# Height of Ball

• Dec 14th 2008, 10:00 PM
magentarita
Height of Ball
The formula for the height of a ball as a function of time is given by the equation h = -16t^2 + vt + h, where h is the height of a ball in feet, v is the initial velocity of the ball in feet per second, h is the initial height of the ball in feet, and t is the time in seconds after the ball was thrown.
If a ball is thrown from an initial height of 5 feet at an initial velocity of 20 feet per second, what is its height after 1 second?

Do I plug and chug here?

• Dec 14th 2008, 10:13 PM
tester85
Quote:

Originally Posted by magentarita
The formula for the height of a ball as a function of time is given by the equation h = -16t^2 + vt + h, where h is the height of a ball in feet, v is the initial velocity of the ball in feet per second, h is the initial height of the ball in feet, and t is the time in seconds after the ball was thrown.
If a ball is thrown from an initial height of 5 feet at an initial velocity of 20 feet per second, what is its height after 1 second?

Do I plug and chug here?

Yes that's right but remember to plug in h which is the initial height into the correct h in the equation as the equation has 2 h's in it.
• Dec 15th 2008, 09:33 PM
magentarita
ok...
Quote:

Originally Posted by tester85
Yes that's right but remember to plug in h which is the initial height into the correct h in the equation as the equation has 2 h's in it.

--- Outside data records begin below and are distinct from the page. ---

PR #645, opened 2013-10-08
Leaves on trees decay when logs burned by fire. Completes Vanilla-399

Amperial:
Need to fix the formatting. Still getting used to IntelliJ IDEA (used eclipse before)

### DIFF
--- a/src/main/java/org/spout/vanilla/material/block/misc/Fire.java
+++ b/src/main/java/org/spout/vanilla/material/block/misc/Fire.java
@@ -182,8 +182,12 @@ public class Fire extends VanillaBlockMaterial implements DynamicMaterial {
 				// Destroy the old block
 				if (mat instanceof TntBlock) {
 					((TntBlock) mat).onIgnite(sBlock, toCause(b)); // Ignite TntBlock
+				} else if (mat instanceof VanillaBlockMaterial) {
+					VanillaBlockMaterial sVanillaBlock = (VanillaBlockMaterial) mat; // Destroy vanilla blocks without drops
+					sVanillaBlock.getDrops().clear();
+					sVanillaBlock.destroy(sBlock, toCause(b));
 				} else {
-					sBlock.setMaterial(VanillaMaterials.AIR); // prevent drops
+					sBlock.setMaterial(VanillaMaterials.AIR); // Set non vanilla blocks to air
 				}
 				// Put fire in it's place?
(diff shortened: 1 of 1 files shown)


Amperial:
Formatting fixed, changes tested and confirmed working.

src/main/java/org/spout/vanilla/material/block/misc/Fire.java
```diff
@@ -182,8 +182,12 @@ public void onDynamicUpdate(Block b, long updateTime, int data) {
 				// Destroy the old block
 				if (mat instanceof TntBlock) {
 					((TntBlock) mat).onIgnite(sBlock, toCause(b)); // Ignite TntBlock
+				} else if (sBlock instanceof VanillaBlockMaterial) {
```
kitskub: `sBlock` is a `Block` which will never be a `VanillaBlockMaterial`. Replace `sBlock` with `mat`.

src/main/java/org/spout/vanilla/material/block/misc/Fire.java
```diff
@@ -182,8 +182,12 @@ public void onDynamicUpdate(Block b, long updateTime, int data) {
...
+					VanillaBlockMaterial sVanillaBlock = (VanillaBlockMaterial) sBlock; // Destroy vanilla blocks without drops
```
kitskub: Same thing here `sBlock` -> `mat`

Amperial:
That means it was still setting the logs to air, and the leaves actually burning instead of decaying..
Odd that it appeared as if they were decaying, since some of the leaves never actually got set on fire :P

lukespragg:
All good on this @Sleaker / @Zidane?

kitskub:
@ampayne2 the fact that it was "confirmed working" when the code was wrong makes me suspicious as to if this is really the correct "fix" or if it was even broken to begin with.

Amperial:
@kitskub it was confirmed working as far as I could tell, which involved burning a forest of trees and crashing every time an item dropped..
It was definitely broken to begin with because the leaf decay task is scheduled on log destroy, which setMaterial doesn't trigger. If getDrops().clear() on the VanillaBlockMaterial of the log works as I believe it does, the fix should work fine although i'm not completely sure since I didn't write the code for drops.
Making physics and item dropping more stable is kinda high priority so it's possible to fully test changes; testing this is hard enough, but testing my work on getting both iron and wooden doors to drop is impossible because they don't attempt to drop without physics enabled (which freezes the server).

kitskub:
@Sleaker @Zidane someone review this please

So, h = 5 in the function.

Plug the rest for v and t and simplify, right?
• Dec 15th 2008, 09:36 PM
Chris L T521
Quote:

Originally Posted by magentarita
So, h = 5 in the function.

Plug the rest for v and t and simplify, right?

Correct. The equation you should get should be $h\left(t\right)=-16t^2+20t+5$

Now, what do you think $h\left(1\right)$ should be?